● Dataset entries:
PR #4583, opened 2019-03-26
feat(*): refactor Employee deactivation logic, add `deactivateEmployee` mutation

kiurchv:


apps/core/lib/core/api/mithril.ex
```diff
@@ -123,8 +123,8 @@ defmodule Core.API.Mithril do
     delete!("/admin/users/#{user_id}/roles/#{role_id}", headers)
   end
 
-  def delete_user_roles_by_user_and_role_name(user_id, role_name, headers) do
-    delete!("/admin/users/#{user_id}/roles?role_name=#{role_name}", headers)
```
PavelVesnin: headers must be there, because it contains request_id that used for logging cross-services requests

apps/core/lib/core/employees/employee_updater.ex
```diff
@@ -23,45 +24,37 @@ defmodule Core.Employees.EmployeeUpdater do
 
   @producer Application.get_env(:core, :kafka)[:producer]
 
-  def deactivate(%{"id" => id} = params, headers, with_owner \\ false) do
-    deactivate(id, params["legal_entity_id"], "auto_employee_deactivate", headers, with_owner)
-  end
+  @message_does_not_belongs "Employees not belonging to the current legal entity can't be deactivated"
```
BatrakM: does_not_belong

apps/jobs/test/unit/merge_legal_entity_job_test.exs
```diff
@@ -98,9 +98,9 @@ defmodule Unit.LegalEntityMergeJobTest do
       assert @dismissed == Employees.get_by_id(employee_dismissed2.id).status
       assert @dismissed == Employees.get_by_id(employee_dismissed3.id).status
 
-      assert "auto_reorganization" == Employees.get_by_id(employee_dismissed.id).status_reason
-      assert "auto_reorganization" == Employees.get_by_id(employee_dismissed2.id).status_reason
-      assert "auto_reorganization" == Employees.get_by_id(employee_dismissed3.id).status_reason
+      assert "auto_legal_entity_reorganization" == Employees.get_by_id(employee_dismissed.id).status_reason
+      assert "auto_legal_entity_reorganization" == Employees.get_by_id(employee_dismissed2.id).status_reason
+      assert "auto_legal_entity_reorganization" == Employees.get_by_id(employee_dismissed3.id).status_reason
```
PavelVesnin: why not uppercase?

apps/core/lib/core/employees/employee_updater.ex
```diff
@@ -23,45 +24,37 @@ defmodule Core.Employees.EmployeeUpdater do
...
+         :ok <- maybe_deactivate_declarations(employee, reason, actor_id) do
+      set_employee_status_as_dismissed(employee, reason, actor_id, skip_contracts_suspend?)
     end
   end
 
-  def check_transition(%Employee{employee_type: @type_owner}, false) do
-    {:error, {:conflict, "Owner can’t be deactivated"}}
-  end
+  defp check_belongingness(%Employee{legal_entity_id: client_id}, client_id), do: :ok
+  defp check_belongingness(_, _), do: {:error, {:forbidden, @message_does_not_belongs}}
```
BatrakM: Sound gross. Maybe just defp belongs?(...

apps/jobs/test/unit/merge_legal_entity_job_test.exs
kiurchv: Agree, good idea

apps/core/lib/core/api/mithril.ex
kiurchv: Hmm, but jobs don't pass any headers here: https://github.com/edenlabllc/ehealth.api/blob/19079c66395546ec051d441144dc0a059480d84e/apps/jobs/lib/jobs/legal_entity_deactivation_job.ex#L75

apps/core/lib/core/employees/employee_updater.ex
kiurchv: I'd expect to receive boolean from function named `belongs?`

BatrakM: Fair enough )

apps/core/lib/core/api/mithril.ex
PavelVesnin: ok, than pass from job empty list.
Headers for API calls is mandatory

apps/jobs/lib/jobs/legal_entity_deactivation_job.ex
```diff
@@ -26,7 +26,7 @@ defmodule Jobs.LegalEntityDeactivationJob do
   @status_active LegalEntity.status(:active)
   @status_closed LegalEntity.status(:closed)
 
-  @status_reason "AUTO_DEACTIVATION_LEGAL_ENTITY"
+  @status_reason "AUTO_LEGAL_ENTITY_DEACTIVATION"
```
PavelVesnin: do we need update status_reason on prod?
let's check it in DB

apps/core/lib/core/employees/employee_updater.ex
```diff
@@ -23,45 +24,37 @@ defmodule Core.Employees.EmployeeUpdater do
...
 
-  def do_deactivate(employee, reason, headers, user_id, skip_contracts_suspend?) do
-    deactivation_event = %{"employee_id" => employee.id, "actor_id" => user_id, "reason" => reason}
-
+  def deactivate(employee, reason, headers, actor_id, skip_contracts_suspend?) do
     with active_employees <- get_active_employees(employee),
-         :ok <- revoke_user_auth_data(employee, active_employees, headers),
-         :ok <- @producer.publish_deactivate_declaration_event(deactivation_event) do
-      set_employee_status_as_dismissed(employee, reason, user_id, skip_contracts_suspend?)
+         :ok <- maybe_revoke_user_auth_data(employee, active_employees, headers),
```
progsmile: suppose that's bad naming with `maybe_` prefix
Let's remove that!

PavelVesnin: you're not first time mentioned, that it's bad naming. Why?
It's clearly to understand, that function has optional logic

progsmile: There are so many optional logic: each `match`, `if` adds some optionality - that doesn't mean we should add `maybe_` everywhere. Such name make it unconfident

● Task brief:
Leaving each word as it is, reproduce all the material.

● Worked solution:
PR #4583, opened 2019-03-26
feat(*): refactor Employee deactivation logic, add `deactivateEmployee` mutation

kiurchv:


apps/core/lib/core/api/mithril.ex
```diff
@@ -123,8 +123,8 @@ defmodule Core.API.Mithril do
     delete!("/admin/users/#{user_id}/roles/#{role_id}", headers)
   end
 
-  def delete_user_roles_by_user_and_role_name(user_id, role_name, headers) do
-    delete!("/admin/users/#{user_id}/roles?role_name=#{role_name}", headers)
```
PavelVesnin: headers must be there, because it contains request_id that used for logging cross-services requests

apps/core/lib/core/employees/employee_updater.ex
```diff
@@ -23,45 +24,37 @@ defmodule Core.Employees.EmployeeUpdater do
 
   @producer Application.get_env(:core, :kafka)[:producer]
 
-  def deactivate(%{"id" => id} = params, headers, with_owner \\ false) do
-    deactivate(id, params["legal_entity_id"], "auto_employee_deactivate", headers, with_owner)
-  end
+  @message_does_not_belongs "Employees not belonging to the current legal entity can't be deactivated"
```
BatrakM: does_not_belong

apps/jobs/test/unit/merge_legal_entity_job_test.exs
```diff
@@ -98,9 +98,9 @@ defmodule Unit.LegalEntityMergeJobTest do
       assert @dismissed == Employees.get_by_id(employee_dismissed2.id).status
       assert @dismissed == Employees.get_by_id(employee_dismissed3.id).status
 
-      assert "auto_reorganization" == Employees.get_by_id(employee_dismissed.id).status_reason
-      assert "auto_reorganization" == Employees.get_by_id(employee_dismissed2.id).status_reason
-      assert "auto_reorganization" == Employees.get_by_id(employee_dismissed3.id).status_reason
+      assert "auto_legal_entity_reorganization" == Employees.get_by_id(employee_dismissed.id).status_reason
+      assert "auto_legal_entity_reorganization" == Employees.get_by_id(employee_dismissed2.id).status_reason
+      assert "auto_legal_entity_reorganization" == Employees.get_by_id(employee_dismissed3.id).status_reason
```
PavelVesnin: why not uppercase?

apps/core/lib/core/employees/employee_updater.ex
```diff
@@ -23,45 +24,37 @@ defmodule Core.Employees.EmployeeUpdater do
...
+         :ok <- maybe_deactivate_declarations(employee, reason, actor_id) do
+      set_employee_status_as_dismissed(employee, reason, actor_id, skip_contracts_suspend?)
     end
   end
 
-  def check_transition(%Employee{employee_type: @type_owner}, false) do
-    {:error, {:conflict, "Owner can’t be deactivated"}}
-  end
+  defp check_belongingness(%Employee{legal_entity_id: client_id}, client_id), do: :ok
+  defp check_belongingness(_, _), do: {:error, {:forbidden, @message_does_not_belongs}}
```
BatrakM: Sound gross. Maybe just defp belongs?(...

apps/jobs/test/unit/merge_legal_entity_job_test.exs
kiurchv: Agree, good idea

apps/core/lib/core/api/mithril.ex
kiurchv: Hmm, but jobs don't pass any headers here: https://github.com/edenlabllc/ehealth.api/blob/19079c66395546ec051d441144dc0a059480d84e/apps/jobs/lib/jobs/legal_entity_deactivation_job.ex#L75

apps/core/lib/core/employees/employee_updater.ex
kiurchv: I'd expect to receive boolean from function named `belongs?`

BatrakM: Fair enough )

apps/core/lib/core/api/mithril.ex
PavelVesnin: ok, than pass from job empty list.
Headers for API calls is mandatory

apps/jobs/lib/jobs/legal_entity_deactivation_job.ex
```diff
@@ -26,7 +26,7 @@ defmodule Jobs.LegalEntityDeactivationJob do
   @status_active LegalEntity.status(:active)
   @status_closed LegalEntity.status(:closed)
 
-  @status_reason "AUTO_DEACTIVATION_LEGAL_ENTITY"
+  @status_reason "AUTO_LEGAL_ENTITY_DEACTIVATION"
```
PavelVesnin: do we need update status_reason on prod?
let's check it in DB

apps/core/lib/core/employees/employee_updater.ex
```diff
@@ -23,45 +24,37 @@ defmodule Core.Employees.EmployeeUpdater do
...
 
-  def do_deactivate(employee, reason, headers, user_id, skip_contracts_suspend?) do
-    deactivation_event = %{"employee_id" => employee.id, "actor_id" => user_id, "reason" => reason}
-
+  def deactivate(employee, reason, headers, actor_id, skip_contracts_suspend?) do
     with active_employees <- get_active_employees(employee),
-         :ok <- revoke_user_auth_data(employee, active_employees, headers),
-         :ok <- @producer.publish_deactivate_declaration_event(deactivation_event) do
-      set_employee_status_as_dismissed(employee, reason, user_id, skip_contracts_suspend?)
+         :ok <- maybe_revoke_user_auth_data(employee, active_employees, headers),
```
progsmile: suppose that's bad naming with `maybe_` prefix
Let's remove that!

PavelVesnin: you're not first time mentioned, that it's bad naming. Why?
It's clearly to understand, that function has optional logic

progsmile: There are so many optional logic: each `match`, `if` adds some optionality - that doesn't mean we should add `maybe_` everywhere. Such name make it unconfident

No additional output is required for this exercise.